### Task statement:
Where a line of the material includes the string "only", copy that line.

### Input records:
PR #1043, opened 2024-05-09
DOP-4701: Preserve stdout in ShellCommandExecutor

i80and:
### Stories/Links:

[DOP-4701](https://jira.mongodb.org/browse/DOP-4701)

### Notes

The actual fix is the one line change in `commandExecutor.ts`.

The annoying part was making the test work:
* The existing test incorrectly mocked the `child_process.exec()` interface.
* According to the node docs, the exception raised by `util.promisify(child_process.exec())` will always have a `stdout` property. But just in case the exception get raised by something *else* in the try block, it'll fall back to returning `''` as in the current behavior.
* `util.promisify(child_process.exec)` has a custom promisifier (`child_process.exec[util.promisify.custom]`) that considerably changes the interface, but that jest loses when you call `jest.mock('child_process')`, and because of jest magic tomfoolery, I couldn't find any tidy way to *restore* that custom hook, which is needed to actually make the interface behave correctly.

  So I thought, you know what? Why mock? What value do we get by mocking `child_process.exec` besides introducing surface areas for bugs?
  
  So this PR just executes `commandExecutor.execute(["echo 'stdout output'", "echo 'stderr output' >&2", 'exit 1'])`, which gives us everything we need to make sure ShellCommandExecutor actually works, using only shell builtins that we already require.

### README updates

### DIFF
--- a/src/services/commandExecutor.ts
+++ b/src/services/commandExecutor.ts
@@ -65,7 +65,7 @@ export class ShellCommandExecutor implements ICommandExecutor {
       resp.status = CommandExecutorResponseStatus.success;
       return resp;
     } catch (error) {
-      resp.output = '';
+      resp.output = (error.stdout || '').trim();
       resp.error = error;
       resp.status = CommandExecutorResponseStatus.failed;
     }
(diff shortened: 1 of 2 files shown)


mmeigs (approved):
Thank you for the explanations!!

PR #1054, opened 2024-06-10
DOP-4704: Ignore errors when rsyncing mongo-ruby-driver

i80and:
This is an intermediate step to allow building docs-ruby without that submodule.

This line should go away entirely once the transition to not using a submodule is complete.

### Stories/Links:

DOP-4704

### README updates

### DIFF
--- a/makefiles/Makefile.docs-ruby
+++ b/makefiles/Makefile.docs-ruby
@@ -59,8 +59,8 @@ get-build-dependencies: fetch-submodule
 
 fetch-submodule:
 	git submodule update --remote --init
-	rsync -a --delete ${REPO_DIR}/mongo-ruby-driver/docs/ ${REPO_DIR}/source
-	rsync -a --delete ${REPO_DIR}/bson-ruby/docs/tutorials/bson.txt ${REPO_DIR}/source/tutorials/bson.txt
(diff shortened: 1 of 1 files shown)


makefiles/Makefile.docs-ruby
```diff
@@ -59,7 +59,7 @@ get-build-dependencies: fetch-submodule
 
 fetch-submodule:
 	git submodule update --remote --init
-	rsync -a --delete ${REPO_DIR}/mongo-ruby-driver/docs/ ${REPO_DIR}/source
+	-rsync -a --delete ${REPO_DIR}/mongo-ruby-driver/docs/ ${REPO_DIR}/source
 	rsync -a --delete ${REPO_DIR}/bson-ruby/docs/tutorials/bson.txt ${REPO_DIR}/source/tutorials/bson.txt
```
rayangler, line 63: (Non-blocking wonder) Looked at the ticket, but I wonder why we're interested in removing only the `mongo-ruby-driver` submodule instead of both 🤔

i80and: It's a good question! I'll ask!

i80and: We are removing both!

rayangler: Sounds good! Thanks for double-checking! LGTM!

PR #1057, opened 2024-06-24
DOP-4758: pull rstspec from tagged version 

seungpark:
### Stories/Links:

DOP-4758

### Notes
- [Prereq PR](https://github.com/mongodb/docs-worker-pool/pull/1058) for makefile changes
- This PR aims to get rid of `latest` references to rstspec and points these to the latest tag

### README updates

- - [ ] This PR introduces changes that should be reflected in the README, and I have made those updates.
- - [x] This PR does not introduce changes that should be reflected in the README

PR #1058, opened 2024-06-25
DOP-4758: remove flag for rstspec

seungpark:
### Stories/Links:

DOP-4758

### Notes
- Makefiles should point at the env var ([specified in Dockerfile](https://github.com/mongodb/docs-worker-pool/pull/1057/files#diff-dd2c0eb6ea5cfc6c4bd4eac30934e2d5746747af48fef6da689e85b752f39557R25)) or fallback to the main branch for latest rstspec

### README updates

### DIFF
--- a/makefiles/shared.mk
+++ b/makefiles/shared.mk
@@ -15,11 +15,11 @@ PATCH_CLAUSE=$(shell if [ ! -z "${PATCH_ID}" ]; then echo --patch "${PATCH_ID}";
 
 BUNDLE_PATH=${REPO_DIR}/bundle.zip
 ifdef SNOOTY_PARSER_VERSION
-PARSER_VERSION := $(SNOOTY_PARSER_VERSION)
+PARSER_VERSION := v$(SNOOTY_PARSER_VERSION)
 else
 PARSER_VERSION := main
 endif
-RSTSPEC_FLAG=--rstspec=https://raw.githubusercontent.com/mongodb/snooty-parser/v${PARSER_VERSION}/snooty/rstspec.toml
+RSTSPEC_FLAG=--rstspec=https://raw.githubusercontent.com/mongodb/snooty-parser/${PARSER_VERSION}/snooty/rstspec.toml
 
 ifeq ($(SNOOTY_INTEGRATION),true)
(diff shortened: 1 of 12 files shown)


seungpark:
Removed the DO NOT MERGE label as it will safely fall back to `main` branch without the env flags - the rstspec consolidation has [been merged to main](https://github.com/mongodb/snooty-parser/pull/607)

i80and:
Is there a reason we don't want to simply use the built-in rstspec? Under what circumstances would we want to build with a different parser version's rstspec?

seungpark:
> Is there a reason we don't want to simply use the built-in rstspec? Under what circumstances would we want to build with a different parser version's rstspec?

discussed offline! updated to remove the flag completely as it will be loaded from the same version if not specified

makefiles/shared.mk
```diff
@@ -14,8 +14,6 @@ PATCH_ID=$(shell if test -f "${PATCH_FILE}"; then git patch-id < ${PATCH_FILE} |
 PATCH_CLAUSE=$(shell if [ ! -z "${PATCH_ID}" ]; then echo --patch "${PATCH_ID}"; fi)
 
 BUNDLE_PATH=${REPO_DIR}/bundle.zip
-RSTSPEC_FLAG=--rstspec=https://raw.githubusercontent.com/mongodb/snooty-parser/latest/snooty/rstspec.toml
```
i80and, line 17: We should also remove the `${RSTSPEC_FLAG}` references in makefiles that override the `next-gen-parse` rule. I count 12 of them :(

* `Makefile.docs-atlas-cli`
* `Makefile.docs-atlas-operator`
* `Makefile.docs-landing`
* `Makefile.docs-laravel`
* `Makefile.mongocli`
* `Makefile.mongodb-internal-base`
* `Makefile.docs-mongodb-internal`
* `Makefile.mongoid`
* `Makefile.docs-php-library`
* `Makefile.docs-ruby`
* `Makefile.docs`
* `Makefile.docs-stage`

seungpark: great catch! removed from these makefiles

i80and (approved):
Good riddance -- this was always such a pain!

### Expected answer:
  So this PR just executes `commandExecutor.execute(["echo 'stdout output'", "echo 'stderr output' >&2", 'exit 1'])`, which gives us everything we need to make sure ShellCommandExecutor actually works, using only shell builtins that we already require.
rayangler, line 63: (Non-blocking wonder) Looked at the ticket, but I wonder why we're interested in removing only the `mongo-ruby-driver` submodule instead of both 🤔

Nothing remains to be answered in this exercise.